Critical Incidents During Anesthesia

Critical Incidents During Anesthesia

Cyanosis

Cyanosis it is the appearance of a bluish color to the skin or mucus membrane that is usually due to a lack of oxygen in the blood. Central cyanosis reflects systemic hypoxia, can usually be detected at an arterial oxygen saturation of about 80-85%. Note that Absence of cyanosis does not necessarily mean normal arterial oxygen levels. anesthesia machine.

Treatment depends upon the diagnosis but the first act must be to cut off all volatile and intravenous anesthetics and administer 100% oxygen, auscultate the chest for bilateral air entry, suction the tube, if the saturation is not corrected inform the surgeon the condition and stop operation and see for other possible causes.

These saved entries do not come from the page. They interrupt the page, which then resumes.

PR #8271, opened 2023-06-03
Fix `SmoothLine` rendering issues

DexerBR:
This PR fixes several rendering issues with the `SmoothLine` when drawing fixed or freehand shapes (as shown in the demonstration videos below). There is also code included in this PR, with some sets of points for testing. These points had many rendering issues (which are now resolved).

**Some issues and fixes applied:**

- Incorrect width rendering: 
  - When the angle between two line segments was very small, the line width value at the intersection was extrapolated, causing serious line rendering issues. The solution was to use fixed width values when this situation is identified.
  - If the distance between the points was very small, incorrect angle values were calculated. The solution was to remove points that were within a distance of less than 0.1 from each other (I believe it is insignificant to have points with a distance smaller than that - in the context of kivy graphics).

- Line closing: The generated closing line was distorted in several cases. The approach adopted to fix it was to add an extra point and perform the calculations of final and initial angles based on that point.

**In general, these approaches make the rendering of `SmoothLine` significantly more reliable and stable!**

### Before:

image

### After:

image

### Before:

https://github.com/kivy/kivy/assets/73297572/9d35291e-86c3-4666-9d62-e96402cc3df6

### After:

https://github.com/kivy/kivy/assets/73297572/8a8baba4-0458-41d8-b6cf-97ea08cef2a6

### Test code:

```python
from kivy.lang import Builder
from kivy.app import App

Builder.load_string(
    """
<UI>:
    points: []
    canvas.before:
        Color:
            rgba: 0.9, 0.9, 0.9, 1
        Rectangle:
            size: self.size
            pos: self.pos

        Color:
            rgba: 0, 0, 1, 1
        SmoothLine:
            overdraw_width: 2.5
            width: 1
            # close: 1

            points: root.points
            # points: [234.86195373535156, 400.0, 247.36195373535156, 412.5, 247.3619384765625, 412.5, 259.86195373535156, 400.0, 259.8619384765625, 400.0, 247.3619384765625, 387.5, 247.36195373535156, 387.5, 234.86195373535156, 400.0]
            # points:  [300, 300, 300, 300, 50, 160, 100, 200]
            # points:  [300, 300, 300, 300, 100, 200]
            # points:  [300, 300, 300, 250, 100, 200]
            # points:  [300, 300, 300, 280, 100, 200]
            # points:  [300, 300, 300, 200, 100, 200]
            # points:  [100, 100, 100, 200, 100, 200]
            # points:  [300, 300, 300, 200, 100, 200, 200, 300]
            # points:  [100, 230, 300, 200, 100, 200]
            # points: [150, 30, 200, 100, 300, 300]


    on_touch_move:
        self.points.extend(args[1].pos)

    # on_touch_down:
        # self.points.extend(args[1].pos)

"""
)


class UI(FloatLayout):
    ...


class TestSmoothLine(App):
    def build(self):
        return UI()


TestSmoothLine().run()
```

Maintainer merge checklist

### DIFF
--- a/kivy/graphics/vertex_instructions_line.pxi
+++ b/kivy/graphics/vertex_instructions_line.pxi
@@ -1481,19 +1481,37 @@ cdef class SmoothLine(Line):
         return 0
 
     # FIXME: Some artifacts can be observed, depending on the line width,
-    # overdraw_width and radius.
+    # overdraw_width and radius. This occurs due to the way the vertices are
+    # built. It is not noticeable when the alpha value of the color of the
+    # active context is equal to 1. One solution would be to avoid overlapping
+    # vertices.
     cdef void build_smooth(self):
         cdef:
             list p = self.points
+            int close = self._close
             double width = max(0, (self._width - 1.))
             double owidth = width + self._owidth
             vertex_t *vertices = NULL
             unsigned short *indices = NULL
             unsigned short *tindices = NULL
+            double min_angle_threshold, angle_diff
             double ax, ay, bx = 0., by = 0., rx = 0., ry = 0., last_angle = 0., angle, av_angle
             double cos1, sin1, cos2, sin2, ocos1, ocos2, osin1, osin2
             long index, icount, iv, ii, max_vindex, count
             unsigned short i0, i1, i2, i3, i4, i5, i6, i7, vindex, vcount
+
+
+        # Points that are very close (with a distance less than 0.1) will
+        # be discarded. This increases the reliability of line rendering.
+        p = self._remove_close_points(p)
+
+        # If it is just a line segment, there will be no support to close the line.
+        if len(p) <= 4:
+            close = False
+
+        # A new point needs to meet a minimum distance threshold before being added.
+        if close and not (abs(p[-2] - p[0]) < 0.1 and abs(p[-1] - p[1]) < 0.1):
+            p = p + p[:2]
 
         iv = vindex = 0
         count = <long>int(len(p) / 2.)
@@ -1503,8 +1521,6 @@ cdef class SmoothLine(Line):
 
         vcount = <unsigned short>(count * 4)
         icount = (count - 1) * 18
-        if self._close and self._close_mode == 'straight-line':
-            icount += 18
 
         vertices = <vertex_t *>malloc(vcount * sizeof(vertex_t))
         if vertices == NULL:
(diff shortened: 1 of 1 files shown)


misl6:
How about introducing some tests that exercise this issue?

kivy/graphics/vertex_instructions_line.pxi
```diff
@@ -1481,20 +1481,38 @@ cdef class SmoothLine(Line):
...
     # FIXME: Some artifacts can be observed, depending on the line width,
-    # overdraw_width and radius.
+    # overdraw_width and radius. This occurs due to the way the vertices are
+    # built. It is not noticeable when the alpha value of the color of the
+    # active context is equal to 1. One solution would be to avoid overlapping
+    # vertices.
     cdef void build_smooth(self):
         cdef:
             list p = self.points
+            int close = self._close
```
misl6, line 1491: Minor:
Instead of using `close` as a variable name, what about using `can_close`, so it's clearer the intent during the code below?

kivy/graphics/vertex_instructions_line.pxi
```diff
@@ -1680,43 +1710,41 @@ cdef class SmoothLine(Line):
...
         free(indices)
+    
+    cdef list _remove_close_points(self, list p):
+        cdef int index = 0
+        cdef double x1, y1, x2, y2
+
+        while index < len(p) - 2:
+            x1, y1 = p[index], p[index + 1]
+            x2, y2 = p[index + 2], p[index + 3]
+            if abs(x2 - x1) < 0.1 and abs(y2 - y1) < 0.1:
```
misl6, line 1727: Same here for the `0.1` (maybe we can add an argument), so that may be configurable in future.

misl6 (commented):
Since #8309 makes an extensive usage of `SmoothLine`, and this PR is still in a pending state, I feel is better to merge this one before.

I've left some minor comments, can you share your thoughts?

kivy/graphics/vertex_instructions_line.pxi
DexerBR: Maybe `must_close_line`, could be a better name?

DexerBR:
> Since #8309 makes an extensive usage of `SmoothLine`, and this PR is still in a pending state, I feel is better to merge this one before.
> 
> I've left some minor comments, can you share your thoughts?

Actually, the other PR is not related to this one, as it uses its own implementation (`AntialiasingLine`), which is independent of `SmoothLine`. But it will be good to have this PR merged! 🙂

misl6 (approved):
Still not optimal, as you said in `FIXME` note, but at least is a step forward.

LGTM. Thank you!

Hypertension During Anesthesia

Hypertension under anesthesia may be defined as systolic arterial blood pressure > 20% above the preoperative value. This usually happens because the depth of anesthesia is inappropriate to the intensity of the stimulus. Typical examples would be tracheal intubation at induction of anesthesia and the subsequent and too rapid onset of surgery. Hypercarbia during the surgery is another possibility. Intraoperative hypertension not responding to an increase in anesthetic depth with opioids and with a volatile agent can be treated with a variety of parenteral anti hypertensive agents. Readily reversible causes such as inadequate anesthetic depth, hypoxemia, or hypercapnia should always be excluded before initiating antihypertensive therapy. Intraoperative hypertension is usually controlled with an intravenous dose of 5-20 mg of hydralazine. The onset of action is within 15 min, and the antihypertensive effect usually lasts 2-4 h. Labetalol 5-20 mg or Propranolol 1-3 mg is an alternative antihypertensive.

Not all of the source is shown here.